Выбрать главу

Еще ранее (в «Зубчатых колесах») Акутагава писал: «Такой, каким я был теперь, я в глазах всех, несомненно, был юношей из Шоулин». Акутагава имеет в виду одну из притч Чжуан-цзы. Некий юноша из города Шоулин хотел дойти до города блаженных. С этой целью он стал учиться ходить так, как ходят там, но научиться не смог. Все-таки он отправился в город блаженных, но с полпути ползком вернулся обратно, поскольку разучился ходить даже так, как ходят в его родном городе. Акутагава не захотел оставаться в воем Шоулине, но, почувствовав себя не в силах идти вперед, не захотел и возвращаться. Оценив свое бессилие как поражение, казня себя за него как за вину, в июле 1927 г. он покончил с собой, приняв смертельную дозу веронала.

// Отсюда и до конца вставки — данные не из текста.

PR #65, opened 2016-10-28
API fixes

nerik:


nerik:
Pending https://github.com/sei-international/TRASE/issues/108

PR #66, opened 2016-10-28
Expand nodes

nerik:
1st objective is to be able to expand a single node (the latest selected)
This is needed for the search functionality.

We'll see later for multiple/cross column node expand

В «Жизни идиота» с лаконичностью, характерной для японской поэзии, в удивительно емких, выразительных образах Акутагава запечатлел трагедию своей жизни, своих исканий, трагедию интеллигента, не сумевшего встать вровень со своим временем, слиться с живыми силами действительности, «евнуха жизни» («Жизнь идиота»).

Психологический анализ самоубийства Акутагава делает Дзюнъитиро Танидзаки в эссе «Понемногу о многом» (кн. «Мать Сигэмото». М., 1984).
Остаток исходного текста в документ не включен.